Diurnal variations in response to exercise have been shown by body temperature because it relates to metabolism and by-products of the neurohormonal system, such as cortisol (⁷) and catecholamine (²⁴). Bird and Tarpenning (⁵) suggested that plasma concentrations of testosterone and cortisol were higher after evening strength training than after morning strength training. Sedliak et al. (¹⁹) observed that the MTG showed a significant decrease in the serum cortisol concentrations, after 10 weeks of strength training, in the morning, whereas both ETG and CG showed persisting higher morning serum cortisol concentrations after training. Recently, Sedliak et al. (¹⁸) failed to show any adaptation to strength training at a specific time of the day, in electromyography of the knee extensors in men during unilateral isometric knee extension peak torque. They concluded that peripheral rather than neural adaptations are the main source of temporal specificity in strength training. More recently, Sedliak et al. (¹⁷) observed that the magnitude of muscular hypertrophy (quadriceps femoris cross-sectional areas and volume) did not differ between morning and evening training.

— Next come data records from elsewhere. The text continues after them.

PR #1758, opened 2025-08-16
feat: condense R&D to a single word token

hippietrail:
# Issues 

I thought I filed a feature request for this some time ago, but I can't find it. Maybe I mentioned it in Discord or elsewhere?

# Description

Condenses the 3 tokens in `R` `&` `D` into a single word token.
Doesn't care about the case of the letters.
Doesn't allow spaces between the characters.

Before: 
image

# How Has This Been Tested?

I added unit tests for uppercase, lowercase, mixed case, and a negative test to make sure spaces aren't allowed.

# Checklist

### DIFF
--- a/harper-core/src/document.rs
+++ b/harper-core/src/document.rs
@@ -139,6 +139,7 @@ impl Document {
         self.condense_latin();
         self.condense_filename_extensions();
         self.condense_tldr();
+        self.condense_r_ampersand_d();
         self.match_quotes();
 
         let chunker = burn_chunker();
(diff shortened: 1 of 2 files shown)


ccoVeille:
I can think about 
- Q&A : Questions & Answers
- B&B: Bed & Breakfast
- M&M's : chocolate 
- M&S: Mark & Spencer
- C&A: clothes

But there are many other use cases

https://github.com/search?q=language%3AMarkdown+%2F%28%3F-i%29%5BA-Z%5D%26%5BA-Z%5D%2F&type=code

Maybe the rule could be less specific than focusing on R&D only

ccoVeille (approved):

PR #1761, opened 2025-08-16
Fix 1734

### LINKED ISSUE #1734: Documentation on Dictionaries is unclear and should be clarified
**Describe the bug**

In the [Dictionaries](https://writewithharper.com/docs/integrations/language-server#Dictionaries) section of the documentation, it is unclear that user dictionary is only created when the "Add to global dictionary" quick action is used (thanks to @kinnison for clarifying this on Discord). In the later section on Static Dictionaries, it is stated that the dictionary is bundled into the binary. This leads to the assumption that the creation of dictionary.txt is a deprecated feature, and the user should not expect to find it. 

**Expected behavior**
- 
- The documentation should clarify that the file is created only when the user adds a word to the dictionary
- Change the action from "Add to Global Dictionary" to "Add to User Dictionary" to make it consistent with the expected behavior. 

**Platform**

Documentation

kinnison:
# Issues 

This PR closes #1734 

# Description

In order to deal with the items raised in #1734, we change user-visible strings from 'global dictionary' to 'user dictionary' to match the LSP server config, verbs, and documentation.   We also clarify in the documentation that the user dictionary will only be created when words are added to it.

# Demo

N/A (unless you really want)

# How Has This Been Tested?

I fired up an editor using the harper-ls built from this tree and confirmed that the action text read `Add "fooble" to the user dictionary.`

# Checklist

### DIFF
--- a/harper-ls/src/backend.rs
+++ b/harper-ls/src/backend.rs
@@ -209,7 +209,7 @@ impl Backend {
         );
 
         let mut global_dictionary =
-            global_dictionary.context("Unable to load the global dictionary.")?;
+            global_dictionary.context("Unable to load the user dictionary.")?;
         global_dictionary.add_dictionary(Arc::new(
             file_dictionary.context("Unable to load the file dictionary.")?,
         ));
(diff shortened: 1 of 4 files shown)


kinnison:
@elijah-potter afaict the failed test wasn't my fault but I can't trigger a retry.

PR #4181, opened 2026-08-21
feat: experimental `FastWordSet` based on `WordId`

hippietrail:
# Issues 

Related to several discussions of `WordSet` being expensive and problems with linters using large sets of words.

# Description

While looking into another idea using Google Search's built-in AI that knows a bit about Harper's internals, I stumbled across an idea on how to improve `WordSet` `Pattern` by storing `WordId`s instead of `char` `Vec`s.

This is an isolated `FastWordSet` `Expr` that is not integrated into any linter. Trying to do so turned out to be very tricky. But this idea might be helpful for exploring other ways to handle big lists of words in linters.

# How Has This Been Tested?

`cargo test`

# AI Disclosure

I discussed the idea with Google Search's AI, then I sketched out an `Expr` module and sketched out an idea for an approach on how to use it, when the free AI agent built in to the Devin editor (formerly Windsurf) turned into a working example.

# Checklist


harper-core/src/expr/fast_word_set.rs
```diff
@@ -0,0 +1,161 @@
...
+    word_ids: HashSet<WordId>,
+    // We only use the inefficient character comparison for words not in the dictionary
+    oov_words: SmallVec<[CharString; 4]>,
+}
+
+impl FastWordSet {
+    /// Create a new FastWordSet from a list of words using any dictionary reference.
+    /// Words that exist in the dictionary are stored as WordIds for fast lookup.
+    /// Words that don't exist in the dictionary are stored as CharStrings for fallback matching.
+    pub fn new<D: Dictionary + ?Sized>(dict: &Arc<D>, words: &[&str]) -> Self {
```
elijah-potter, line 27: An initial version could just consume the curated dictionary.

elijah-potter (commented):
I like this! 

I actually tried a version of it a while ago, and I found that it wasn't much faster for the number of chars we already have in our rules. The cache efficience in the conventional `WordSet` is hard to overstate. I would love to see how this implementation performs on a larger list, though. Maybe we could call it `LargeWordSet` as an implementation that works faster on larger lists of words.

Overall, this is good work!

PR #4194, opened 2026-08-22
feat: might have not done→might not have done

### LINKED ISSUE #4182: The `ModalVerbs` `Pattern` includes nonsense words
I was starting work on a new linter involving modal verbs and I noticed the logic in `patterns::modal_verbs.rs` looked wrong where it creates negative forms. I made up a quick `Display` method with a dictionary lookup:

Image

That was probably my fault. I remember working on logic like that but don't remember it looking so broken at the time. I promise I wasn't drinking!

hippietrail:
# Issues 

Fixes #4182

# Description

Fixes the wrong word order with modal verbs in negative constructions like "should have not" to "should not have" etc.

I also rewrote the `ModalVerb` `Pattern` to fix #4182 and make it generally more robust.
I now knows about the various kinds of negatives and exceptions to the standard patterns and has much more thorough testing.

The pseudo-modal verb "need"/"needn't" was missing so I added it which required updating the `DoubleModal` linter, which was checking against "need" and passing by fluke.

I also exposed another `TokenKind`/`DictWordMetadata` method to `SequenceExpr` to test if regular verbs are in the common preterite+past participle form since they aren't always marked as past participles as needed in this linter.

----
I've revisited this since my changes to `WordSet` to work with iterators rather than only `&[&str]`, which makes it simpler IMHO.

# Demo
# How Has This Been Tested?

`cargo test`

# AI Disclosure

I asked AIs to refactor code I had working to make it more DRY, then iterated between me tweaking it and an AI tweaking it.

# Checklist


elijah-potter (commented):
This seems good, my only concern is the level of testing. Do you believe all of the tests in the `model_verb` module are necessary?

hippietrail:
> This seems good, my only concern is the level of testing. Do you believe all of the tests in the `model_verb` module are necessary?

I'll have a look. Generally the ones with clear rules only need a few tests but the hairy ones need a bunch of real-world tests to make it all data driven. Also the ones with specific paradigms I like to make sure each variant gets checked as I've seen things slip through before.

I don't remember which case this was but if it was the former I should be able to trim it right down.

Among the factors frequently presented in the literature to explain the diurnal variation in muscular power, some authors have postulated the hypothesis of a causal link between core temperature and muscular power fluctuation (^4,13). In agreement, our results showed a significant diurnal increase in the oral temperature at rest before and after training in the MTG and ETG. However, the results of this study showed that, in the MTG, diurnal fluctuations in anaerobic performances disappeared after the training program. These results suggested that the diurnal fluctuation in oral temperature is not the only explanation of the time-of-day effects on anaerobic performances. This observation was in accordance with data of Martin et al. (¹²), who observed that the diurnal fluctuations in muscle strength persisted despite an artificial heating of the adductor pollicis muscle by 5°C in the morning.

Practical Applications

In summary, our results suggested that adaptation to strength training is greater at the time of the day during which training was performed than at other times. Thus, strength and power athletes required to compete at a certain time of the day (e.g., morning qualifications) may be advised to coincide physical preparation with the time of the day at which one's critical performance is programmed. This is an important because it implies that all training sessions cannot be programmed throughout the day without taking into consideration the time of the day of the competitive event. Further research is needed to confirm the present results and to reveal the possible central or peripheral origin, or both, of the diurnal fluctuation in strength training effects.

Acknowledgments

The authors wish to express their sincere gratitude to all the participants in this study for their maximal effort and cooperation.